Ingredients
The following ingredients have 6 Servings
- 1 1/2 lbs. fresh green beans (ends trimmed)
- 1 tablespoon olive oil
- 1 shallot (diced)
- 2 garlic cloves (minced)
- 2 tablespoons pecan halves (about 12 pecan halves)
- 2 tablespoons butter (melted)
- 1 tablespoon honey
- 2 teaspoons Dijon mustard
- 2 teaspoons balsamic vinegar
- 1/4 teaspoon salt
- 1/8 teaspoon pepper
- Garnish
- 1/3 cup dried cranberries
- Feta to taste (optional)
Instruction
- Blanch green beans in a large stock pot of boiling water for 2 minutes. Drain and transfer beans to a large bowl of ice water. Set aside.
- Add pecans to food processor and process until finely ground (or crush in a plastic bag).

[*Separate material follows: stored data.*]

PR #95, opened 2016-11-21
Automatically add span names for jersey instrumentation

vprithvi:
For the dropwizard jaeger feature implementation, generate the
default operation name for a given span based on the @Path()
annotations set on the calling resource.

### DIFF
--- a/jaeger-dropwizard/src/main/java/com/uber/jaeger/dropwizard/JerseyServerFilter.java
+++ b/jaeger-dropwizard/src/main/java/com/uber/jaeger/dropwizard/JerseyServerFilter.java
@@ -75,12 +75,8 @@ public class JerseyServerFilter extends ServerFilter {
           List<UriTemplate> templates = uriRoutingContext.getMatchedTemplates();
           String operationName = "";
           for (UriTemplate uriTemplate : templates) {
-            try {
-              String template = (String) normalizedTemplate.get(uriTemplate);
-              operationName = template + operationName;
-            } catch (IllegalAccessException e) {
-              log.error("No access to %s", normalizedTemplate, e);
-            }
+            String template = (String) normalizedTemplate.get(uriTemplate);
+            operationName = template + operationName;
           }
           return String.format("%s - %s", containerRequest.getMethod(), operationName);
         }
--- a/jaeger-dropwizard/src/main/java/com/uber/jaeger/dropwizard/JerseyServerFilter.java
+++ b/jaeger-dropwizard/src/main/java/com/uber/jaeger/dropwizard/JerseyServerFilter.java
@@ -82,9 +82,7 @@ public class JerseyServerFilter extends ServerFilter {
               log.error("No access to %s", normalizedTemplate, e);
             }
           }
-          String s = String.format("%s - %s", containerRequest.getMethod(), operationName);
-          System.out.println(s);
-          return s;
+          return String.format("%s - %s", containerRequest.getMethod(), operationName);
         }
       }
     } catch (Exception e) {
--- a/jaeger-dropwizard/src/main/java/com/uber/jaeger/dropwizard/JerseyServerFilter.java
+++ b/jaeger-dropwizard/src/main/java/com/uber/jaeger/dropwizard/JerseyServerFilter.java
@@ -99,11 +99,9 @@ public class JerseyServerFilter extends ServerFilter {
    * @return the operation name
    */
   private String getResourceMethodOperationName(ContainerRequestContext containerRequestContext) {
-    String operationName;Method method = resourceInfo.getResourceMethod();
-    operationName =
-        String.format("%s - %s:%s", containerRequestContext.getMethod(),
-                      method.getDeclaringClass().getCanonicalName(), method.getName());
-    return operationName;
+    Method method = resourceInfo.getResourceMethod();
+    return String.format("%s - %s:%s", containerRequestContext.getMethod(),
+                         method.getDeclaringClass().getCanonicalName(), method.getName());
   }
 
   /**
--- a/jaeger-dropwizard/src/main/java/com/uber/jaeger/dropwizard/JerseyServerFilter.java
+++ b/jaeger-dropwizard/src/main/java/com/uber/jaeger/dropwizard/JerseyServerFilter.java
@@ -46,6 +46,9 @@ import lombok.extern.slf4j.Slf4j;
  * A {@link ServerFilter} that provides a Jersey specific {@link #getOperationName} implementation.
  * When using this Filter with Jersey, the full @Path template hierarchy is used as the
  * operation name.
+ *
+ * WARNING: This class relies on an private implementation detail
+ * {@link UriTemplate#normalizedTemplate} to provide functionality.
  */
 @Slf4j
 @Provider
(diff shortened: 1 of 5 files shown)


jaeger-dropwizard/src/main/java/com/uber/jaeger/dropwizard/JerseyServerFilter.java
```diff
@@ -0,0 +1,89 @@
...
+            String template = (String) normalizedTemplate.get(uriTemplate);
+            operationName = template + operationName;
+          }
+          return String.format("%s - %s", containerRequest.getMethod(), operationName);
+        }
+      }
+    } catch (Exception e) {
+      log.error("Unable to get operation name", e);
+    }
+    return containerRequestContext.getMethod();
```
yurishkuro: maybe call `return super. getOperationName()` instead

jaeger-dropwizard/src/test/java/com/uber/jaeger/dropwizard/JerseyServerFilterTest.java
```diff
@@ -0,0 +1,97 @@
...
+import javax.ws.rs.core.Application;
+import javax.ws.rs.core.Response;
+
+public class JerseyServerFilterTest extends JerseyTest {
+
+  private InMemoryReporter reporter;
+
+  protected Application configure() {
+    Configuration config = new Configuration("world service", false,
+                                             new com.uber.jaeger.Configuration.SamplerConfiguration(ConstSampler.TYPE,
```
vprithvi: Done

jaeger-dropwizard/src/main/java/com/uber/jaeger/dropwizard/JerseyServerFilter.java
```diff
@@ -0,0 +1,89 @@
...
+  @Override
+  protected String getOperationName(ContainerRequestContext containerRequestContext) {
+    try {
+      if (normalizedTemplate != null && containerRequestContext instanceof ContainerRequest) {
+        ContainerRequest containerRequest = (ContainerRequest) containerRequestContext;
+        ExtendedUriInfo uriInfo = containerRequest.getUriInfo();
+        if (uriInfo instanceof UriRoutingContext) {
+          UriRoutingContext uriRoutingContext = (UriRoutingContext) uriInfo;
+          List<UriTemplate> templates = uriRoutingContext.getMatchedTemplates();
+          String operationName = "";
```
vprithvi: I used the `+`  for readability because we usually have only two strings to concatenate.

jaeger-dropwizard/src/main/java/com/uber/jaeger/dropwizard/JerseyServerFilter.java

Add remaining Pecan Honey Butter ingredients and pulse until well combined.
- Heat 1 tablespoon olive oil over medium heat in a large skillet. Add shallots and garlic and saute for 1 minute. Add beans and Pecan Honey Butter and continue to saute until beans are evenly coated in the butter and beans are cooked to desired crisp-tenderness.
- Stir in dried cranberries. Taste and season with plenty of additional freshly cracked salt and pepper to taste. Garnish with Feta if desired.